# INPUT DATA
%%

PR #343, opened 2020-02-16
globaliz all the cells for in use in salvage.

KnowOne134:
…vage global file i will add to for future use on entering, exit, ect

**_I affirm:_**

the global file will also play a big part for entering exiting and many other functions to come that are already planned

### DIFF
--- a/scripts/globals/abilities/activate.lua
+++ b/scripts/globals/abilities/activate.lua
@@ -22,15 +22,5 @@ function onAbilityCheck(player, target, ability)
 end
 
 function onUseAbility(player, target, ability)
-    local effect = tpz.effect.DEBILITATION
-
-    player:spawnPet(tpz.pet.id.AUTOMATON)
-
-    if player:hasStatusEffect(effect) then
-        local pet = player:getPet()
-        local statusEffect = player:getStatusEffect(effect)
-        local power = statusEffect:getPower()
-        local duration = math.floor(statusEffect:getTimeRemaining()/1000)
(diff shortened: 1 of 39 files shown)


scripts/globals/abilities/activate.lua
```diff
@@ -11,16 +11,26 @@ require("scripts/globals/pets")
...
     end
 end
 
-function onUseAbility(player,target,ability)
+function onUseAbility(player, target, ability)
+    local effect = tpz.effect.DEBILITATION
+
     player:spawnPet(tpz.pet.id.AUTOMATON)
+
+    if player:hasStatusEffect(effect) then
```
TeoTwawki: it might be worth a helper function to perform this task. do the pets have to be resummoned to update their status in salvage?  know there is a potentially similar situation down the road in voidwatch and also abyssea with buffs getting copied to pets.

KnowOne134: You start salvage with the debuffs when entering. So you summon after the effect is already in place. And when so the pet will gain what ever effect and power you have. Also using a cell will remove the effect from the player amd the pet at same time.

TeoTwawki: I mean synchronizing pets with masters in general though. it might be worthwhile to just have a reusable something we can call to sync their effects up in these situations rather than copying same block code to each pet script. A global func you feed which effects are being copied to and it do the work all in one spot.

TeoTwawki: I'm probably not describing it well. think mixin like.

%%

# WORK TO COMPLETE
Lines holding "DEBILITATION" in the material above are to be reported.

# ANSWER TO THIS TASK
-    local effect = tpz.effect.DEBILITATION
+    local effect = tpz.effect.DEBILITATION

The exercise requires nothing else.